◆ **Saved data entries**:
■ ■ ■ ■ ■ ■ ■
PR #600, opened 2021-10-12
Solution

Lenur29:
https://Lenur29.github.io/react_list-of-goods/


src/App.tsx
```diff
@@ -14,11 +15,119 @@ const goodsFromServer: string[] = [
...
+
+  render() {
+    const {
+      isButtonClicked,
+      goods,
+      isReversed,
+      sortBy,
+    } = this.state;
+
+    const visibleGoods = goods.slice();
```
vkryvytskyy, line 66:
```suggestion
    const visibleGoods = [...goods];
```

PR #614, opened 2021-10-18
solution

VladSaen:
- [DEMO LINK](https://VladSaen.github.io/react_list-of-goods/)


src/App.tsx
```diff
@@ -14,11 +14,129 @@ const goodsFromServer: string[] = [
...
+
+  clearSort = () => {
+    this.setState({ sortType: 'none' });
+  };
+
+  render() {
+    const {
+      goods, isVisible, isReverse, sortType,
+    } = this.state;
+    const goodsCopy = [...goods].reverse();
```
aliceblunt8, line 56: why do you do reverse by default?

src/App.tsx
```diff
@@ -14,11 +14,129 @@ const goodsFromServer: string[] = [
...
+                  onClick={this.sortByLength}
+                >
+                  name length
+                </button>
+
+                <button
+                  type="button"
+                  onClick={this.clearSort}
+                >
+                  none
```
aliceblunt8, line 118: this button doesn't work like reset

aliceblunt8 (changes requested):

src/App.tsx
VladSaen: oops

src/App.tsx
aliceblunt8: it works only after sort, but it should also reset reverse ;)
■ ■ ■ ■ ■ ■ ■
What is needed is an exact copy of all the records.

◆ **EXPECTED OUTPUT**:
PR #600, opened 2021-10-12
Solution

Lenur29:
https://Lenur29.github.io/react_list-of-goods/


src/App.tsx
```diff
@@ -14,11 +15,119 @@ const goodsFromServer: string[] = [
...
+
+  render() {
+    const {
+      isButtonClicked,
+      goods,
+      isReversed,
+      sortBy,
+    } = this.state;
+
+    const visibleGoods = goods.slice();
```
vkryvytskyy, line 66:
```suggestion
    const visibleGoods = [...goods];
```

PR #614, opened 2021-10-18
solution

VladSaen:
- [DEMO LINK](https://VladSaen.github.io/react_list-of-goods/)


src/App.tsx
```diff
@@ -14,11 +14,129 @@ const goodsFromServer: string[] = [
...
+
+  clearSort = () => {
+    this.setState({ sortType: 'none' });
+  };
+
+  render() {
+    const {
+      goods, isVisible, isReverse, sortType,
+    } = this.state;
+    const goodsCopy = [...goods].reverse();
```
aliceblunt8, line 56: why do you do reverse by default?

src/App.tsx
```diff
@@ -14,11 +14,129 @@ const goodsFromServer: string[] = [
...
+                  onClick={this.sortByLength}
+                >
+                  name length
+                </button>
+
+                <button
+                  type="button"
+                  onClick={this.clearSort}
+                >
+                  none
```
aliceblunt8, line 118: this button doesn't work like reset

aliceblunt8 (changes requested):

src/App.tsx
VladSaen: oops

src/App.tsx
aliceblunt8: it works only after sort, but it should also reset reverse ;)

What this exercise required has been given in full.